Agadez è lo pseudonimo dietro il quale si cela Giada Colagrande, cantautrice e compositrice oltre che regista, attrice e sceneggiatrice cinematografica. “Queendoms” è il suo album di esordio e rispecchia pienamente la ricerca espressiva dell’artista, che ha scelto come moniker un nome che evoca la simbologia Tuareg e che si è lungamente dedicata allo studio del sacro femminino e delle tradizioni esoteriche e sciamaniche d’Oriente e d’Occidente.

Prima del debutto come solista, Giada ha collaborato con personaggi del calibro di Marina Abramovic e Franco Battiato e ha dato vita al progetto collettivo “The Magic Door”, basato sulla commistione tra indagine spirituale ed espressione artistica. Il percorso inaugurato dal nuovo disco parte dalla world music, con elementi di ispirazione celtica e dark folk, ma vuole anche trascendere i generi musicali creando atmosfere fortemente evocative, che si rifanno alle mitologie arcaiche e alle culture tribali, utilizzando principalmente voce, chitarra, tamburi a cornice e theremin. Queendoms vuole essere un viaggio di esplorazione attraverso i culti femminili successivi a quello primordiale della Dea Madre attraverso personificazioni e civiltà differenti. L’idea alla base del concept è che l’essenza della divinità sia la medesima, pur cambiando forma e nome attraverso i luoghi ed i periodi storici. Ogni brano dell’album, pertanto, è dedicato a una dea e ne descrive le peculiarità attingendo alle forme espressive della civiltà di appartenenza mediante la componente musicale, per poi invocarne i poteri e la manifestazione tramite le liriche, per le quali l’autrice ha utilizzato in prevalenza la lingua inglese.
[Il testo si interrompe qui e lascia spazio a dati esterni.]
Issue #1748, opened 2018-04-12
`writeCopyTo` on Linux


kneth:
`writeCopyTo` has been recently added. I have observed that the encryption part of the test (https://github.com/realm/realm-js/blob/master/tests/js/realm-tests.js#L1208) fails on Linux (but only on Linux). This must be investigated!

kneth:
#2020 fixes the issues and it will be released soon.

PR #1792, opened 2018-05-15
Add Object.linkingObjectCount()

astigsen:
## What, How & Why?

This adds `Object.linkingObjectCount()` method to get the total number of incoming links to an object.

## ☑️ ToDos

* [x] 📝 Changelog entry
* [x] 🚦 Tests

* [x] jsdoc files updated

### DIFF
--- a/docs/object.js
+++ b/docs/object.js
@@ -52,5 +52,5 @@ class Object {
      * @returns {number} number of links to this object.
      * @since 2.6.0
      */
-    linkingObjectsCount(objectType, property) {}
+    linkingObjectsCount() {}
 }
--- a/docs/object.js
+++ b/docs/object.js
@@ -46,4 +46,11 @@ class Object {
      * @since 1.9.0
      */
     linkingObjects(objectType, property) {}
+
+    /**
+     * Returns the total count of incoming links to this object
+     * @returns {number} number of links to this object.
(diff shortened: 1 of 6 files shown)


astigsen:
I also thought of naming it `backlinksCount()`, but in the end I found it more correct to align the naming with the other method on the object which is called `linkingObjects()` (in .NET this looks to be named `GetBacklinks()`, so there it would match up).

docs/object.js
```diff
@@ -46,4 +46,11 @@ class Object {
      * @since 1.9.0
      */
     linkingObjects(objectType, property) {}
+
+    /**
+     * Returns the total count of incoming links to this object
+     * @returns {number} number of links to this object.
+     * @since 2.6.0
+     */
+    linkingObjectsCount(objectType, property) {}
```
kneth: The parameter should be documented too. They can be copied from the method above.

kneth:
One - unrelated - test is failing in one build. I have seen it before, and I haven't a clear understanding of why it fails. I believe we can ignore it for now (see also #1748).

docs/object.js
astigsen: Yes, it should not take any parameters. It was a copy/paste mistake. Fixed.

Issue #1821, opened 2018-05-27
Reduce Runtime Dependencies


heri16:
This npm package seems to have lots of dependency bloat that could either be removed or moved into peerDependencies.

Why the need for both request and node-fetch?
Command-line-args is needed for runtime? How so?
Includes an unsafe package like sync-request? Really?

```
  "dependencies": {
    "command-line-args": "^4.0.6",
    "decompress": "^4.2.0",
    "fs-extra": "^4.0.2",
    "ini": "^1.3.4",
    "nan": "2.8.0",
    "node-fetch": "^1.6.3",
    "node-pre-gyp": "^0.6.36",
    "progress": "^2.0.0",
    "prop-types": "^15.5.10",
    "request": "^2.78.0",
    "stream-counter": "^1.0.0",
    "sync-request": "^3.0.1",
    "url-parse": "^1.2.0"`
```

kneth:
@heri16 Thanks for your PRs. I plan to get to them by the end of the week. Please sign our [CLA](https://github.com/realm/realm-js/blob/master/CONTRIBUTING.md#cla).

PR #1822, opened 2018-05-28
Drop request package dependency

heri16:
## What, How & Why?
Drop unnecessary request package dependency and switched to node-fetch.
See Issue: #1821


kneth:
CLA has not been signed.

Il processo compositivo è partito dal ritmo dei tamburi, al quale si sono poi sovrapposte le linee melodiche vocali e, via via, le parti per gli altri strumenti. Al fianco di Agadez e delle sue peregrinazioni nel tempo e nello spazio, dal Nordafrica alla Mesopotamia passando per India, penisola italica ed Europa celtica, un gruppo di talentuosi musicisti: Giovanna Barbati al violoncello, Glen Velez alle percussioni e ai tamburi e Loire Cotler alla voce e poi, ad impreziosire alcune tracce, l’arpa celtica e il santur di Vincenzo Zitello e la nickelharpa di Arthuan Rebis.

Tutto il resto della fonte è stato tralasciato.